Source data:
☆ ☆ ☆
PR #1557, opened 2019-11-13
fix(popup): Add minimum height to popup

### LINKED ISSUE #1534: Toolbar window: Minimum height has gone missing
### 🐛 Describe the bug

The toolbar window now looks like this with no recent entries:

Screenshot 2019-10-28 at 11 04 17

### Expected behaviour

It should have some kind of height, it used to be `300px` or something like that, I think. A change to the way browser extensions work has probably broken it.

I believe this is usually set in the Manifest, but I can't quite remember. Maybe it was a minimum height in the content.

### Steps to reproduce

1. Install in Chrome
2. Log into account with no recent entries or few recent entries
3. See that the window is not very tall when you open it.

lise-toggl:

Specifies a minimum height for the Toggl Button popup so that it doesn't look all squashed for accounts with no or few entries:
image

1. Login to the Button with an account with 0 entries

Closes #1534.

WIP: waiting for clarification on whether the "See more on ..." footer should always be displayed or not (or some other placeholder message for accounts without entries).


shantanuraj:
I think we always want to display the see more, it opens the webapp and can be used to do stuff not possible with the extension, eg. reports

lise-toggl:
Done, now always displays the footer message:

image

shantanuraj:
Let's push the See more button to the bottom
and to make some use of the middle section  let's reuse webapp's empty state onboarding image and copy

## webapp
image

#### Image
toggl-stopwatch

#### Copy
"Get ready to track time and boost your productivity!"

src/scripts/components/TimeEntriesList.tsx
```diff
@@ -35,11 +35,23 @@ const getTimeEntryDayGroups = (timeEntries: Array<Array<Toggl.TimeEntry>>): {[da
...
+    </a>
+  </Footer>);
+
 interface TimeEntriesListProps {
   timeEntries: Toggl.TimeEntry[][];
   projects: IdMap<Toggl.Project>;
 };
-export default function TimeEntriesList (props: TimeEntriesListProps) {
+export default function TimeEntriesList (props?: TimeEntriesListProps) {
+  if(Object.keys(props).length === 0) {
```
shantanuraj: TS is throwing an error here

shantanuraj: PS. I think you don't really need this

src/scripts/components/TimeEntriesList.tsx
```diff
@@ -35,11 +35,23 @@ const getTimeEntryDayGroups = (timeEntries: Array<Array<Toggl.TimeEntry>>): {[da
...
+      </Button>
+    </a>
+  </Footer>);
+
 interface TimeEntriesListProps {
   timeEntries: Toggl.TimeEntry[][];
   projects: IdMap<Toggl.Project>;
 };
-export default function TimeEntriesList (props: TimeEntriesListProps) {
+export default function TimeEntriesList (props?: TimeEntriesListProps) {
```
shantanuraj: props will never be `undefined`, so if you want to mark things as optional mark the keys in L48 and L49

src/scripts/components/TimeEntriesList.tsx
shantanuraj: Line 55 below deals with this, it sets `timeEntries` to an empty array, so you move the if statement after it
and change it something like

```typescript
if (timeEntries.length === 0) {
  return <TimeEntriesFooter />;
}
```

shantanuraj: Though in this case you might want something like

```typescript
if (timeEntries.length === 0) {
  return (
    <React.Fragment>
      <EmptyState />
      <TimeEntriesFooter />
    </React.Fragment>
  );
}
```

lise-toggl:
How's this?

image

image

shantanuraj:
Perfect 👌

src/scripts/components/TimeEntriesList.tsx
lise-toggl: updated :raised_hands:

src/scripts/components/TimeEntriesList.tsx
lise-toggl: reverted :raised_hands:

lise-toggl:
Or maybe we could move down the message a bit? :eyes:

shantanuraj:
That works as well 👍

lise-toggl:
Done ＼(★^∀^★)／

image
☆ ☆ ☆
Problem: Every line above from the line with "### LINKED ISSUE" to the line with "### Expected behaviour" is wanted, ends included; write them out exactly and add no other line.

Result for this exercise:
### LINKED ISSUE #1534: Toolbar window: Minimum height has gone missing
### 🐛 Describe the bug

The toolbar window now looks like this with no recent entries:

Screenshot 2019-10-28 at 11 04 17

### Expected behaviour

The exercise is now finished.